- **Task prompt**: Here are some records; copy every line that holds the word "LINKED".

·····

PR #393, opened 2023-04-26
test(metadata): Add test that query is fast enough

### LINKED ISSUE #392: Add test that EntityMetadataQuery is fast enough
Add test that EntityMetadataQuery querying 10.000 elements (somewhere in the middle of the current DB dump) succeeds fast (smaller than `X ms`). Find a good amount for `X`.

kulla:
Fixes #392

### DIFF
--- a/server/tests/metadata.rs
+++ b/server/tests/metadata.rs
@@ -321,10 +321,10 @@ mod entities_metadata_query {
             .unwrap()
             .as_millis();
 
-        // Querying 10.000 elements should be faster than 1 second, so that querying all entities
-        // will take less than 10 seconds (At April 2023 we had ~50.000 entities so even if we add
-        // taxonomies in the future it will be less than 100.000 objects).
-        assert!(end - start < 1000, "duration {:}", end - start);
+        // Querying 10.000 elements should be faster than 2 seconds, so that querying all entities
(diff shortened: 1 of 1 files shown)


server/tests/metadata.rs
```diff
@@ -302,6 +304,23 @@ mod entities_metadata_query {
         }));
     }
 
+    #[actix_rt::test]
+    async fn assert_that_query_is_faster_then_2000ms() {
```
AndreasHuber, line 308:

·····

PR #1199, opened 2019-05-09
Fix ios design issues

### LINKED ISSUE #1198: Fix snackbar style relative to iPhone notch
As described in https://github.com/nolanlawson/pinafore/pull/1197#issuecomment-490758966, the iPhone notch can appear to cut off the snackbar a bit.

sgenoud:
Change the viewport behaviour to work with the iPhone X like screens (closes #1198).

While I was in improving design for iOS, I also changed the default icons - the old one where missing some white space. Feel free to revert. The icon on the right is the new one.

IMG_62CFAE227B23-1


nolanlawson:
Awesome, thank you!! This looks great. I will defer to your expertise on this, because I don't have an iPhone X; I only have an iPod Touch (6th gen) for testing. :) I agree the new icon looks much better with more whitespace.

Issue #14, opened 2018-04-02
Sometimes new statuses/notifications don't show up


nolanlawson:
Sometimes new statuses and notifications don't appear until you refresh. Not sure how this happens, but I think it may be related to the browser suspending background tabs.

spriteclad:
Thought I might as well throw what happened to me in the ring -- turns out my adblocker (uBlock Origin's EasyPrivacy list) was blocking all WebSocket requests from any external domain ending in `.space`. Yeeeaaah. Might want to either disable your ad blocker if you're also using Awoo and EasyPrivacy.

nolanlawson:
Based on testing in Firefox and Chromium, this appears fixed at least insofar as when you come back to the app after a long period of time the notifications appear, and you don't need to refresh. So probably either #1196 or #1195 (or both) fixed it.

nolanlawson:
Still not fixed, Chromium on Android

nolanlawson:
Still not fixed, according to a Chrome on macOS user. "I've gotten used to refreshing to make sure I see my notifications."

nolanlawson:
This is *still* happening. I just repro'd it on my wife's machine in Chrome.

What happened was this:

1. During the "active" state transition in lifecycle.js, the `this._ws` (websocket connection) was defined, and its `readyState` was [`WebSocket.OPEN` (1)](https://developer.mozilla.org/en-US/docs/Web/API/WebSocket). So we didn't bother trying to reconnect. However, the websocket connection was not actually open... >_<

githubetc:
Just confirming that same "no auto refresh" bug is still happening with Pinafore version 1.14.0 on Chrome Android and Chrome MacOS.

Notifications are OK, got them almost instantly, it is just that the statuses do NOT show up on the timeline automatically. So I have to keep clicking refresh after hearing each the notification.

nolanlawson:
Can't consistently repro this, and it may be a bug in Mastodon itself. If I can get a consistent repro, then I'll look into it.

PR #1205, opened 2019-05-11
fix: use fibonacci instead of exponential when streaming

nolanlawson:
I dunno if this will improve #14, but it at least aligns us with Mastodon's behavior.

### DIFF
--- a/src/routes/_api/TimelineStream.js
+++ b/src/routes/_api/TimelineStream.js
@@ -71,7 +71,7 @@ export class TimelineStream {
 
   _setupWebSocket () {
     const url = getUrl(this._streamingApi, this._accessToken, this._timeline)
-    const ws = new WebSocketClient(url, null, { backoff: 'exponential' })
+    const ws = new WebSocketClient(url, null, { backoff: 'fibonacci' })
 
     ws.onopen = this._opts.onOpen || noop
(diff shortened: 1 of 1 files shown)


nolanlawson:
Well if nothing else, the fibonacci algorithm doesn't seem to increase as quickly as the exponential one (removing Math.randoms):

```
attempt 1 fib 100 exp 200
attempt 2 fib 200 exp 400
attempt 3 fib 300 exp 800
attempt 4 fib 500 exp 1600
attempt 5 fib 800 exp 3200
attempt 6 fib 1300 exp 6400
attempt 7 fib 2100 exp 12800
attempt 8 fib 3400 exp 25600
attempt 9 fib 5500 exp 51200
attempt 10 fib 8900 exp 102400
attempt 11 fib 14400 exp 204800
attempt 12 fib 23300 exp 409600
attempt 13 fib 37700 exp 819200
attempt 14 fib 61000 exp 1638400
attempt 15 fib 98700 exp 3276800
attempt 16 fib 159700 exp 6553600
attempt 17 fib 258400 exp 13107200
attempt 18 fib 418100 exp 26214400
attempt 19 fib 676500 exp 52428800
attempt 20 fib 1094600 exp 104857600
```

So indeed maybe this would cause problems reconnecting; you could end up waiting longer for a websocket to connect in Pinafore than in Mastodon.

·····

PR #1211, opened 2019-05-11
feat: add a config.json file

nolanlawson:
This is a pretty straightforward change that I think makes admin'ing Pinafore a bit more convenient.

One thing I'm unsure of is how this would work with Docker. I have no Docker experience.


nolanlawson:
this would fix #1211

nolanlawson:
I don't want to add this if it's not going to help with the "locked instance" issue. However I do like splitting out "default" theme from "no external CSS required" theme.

·····

- **Answer space**:
### LINKED ISSUE #392: Add test that EntityMetadataQuery is fast enough
### LINKED ISSUE #1198: Fix snackbar style relative to iPhone notch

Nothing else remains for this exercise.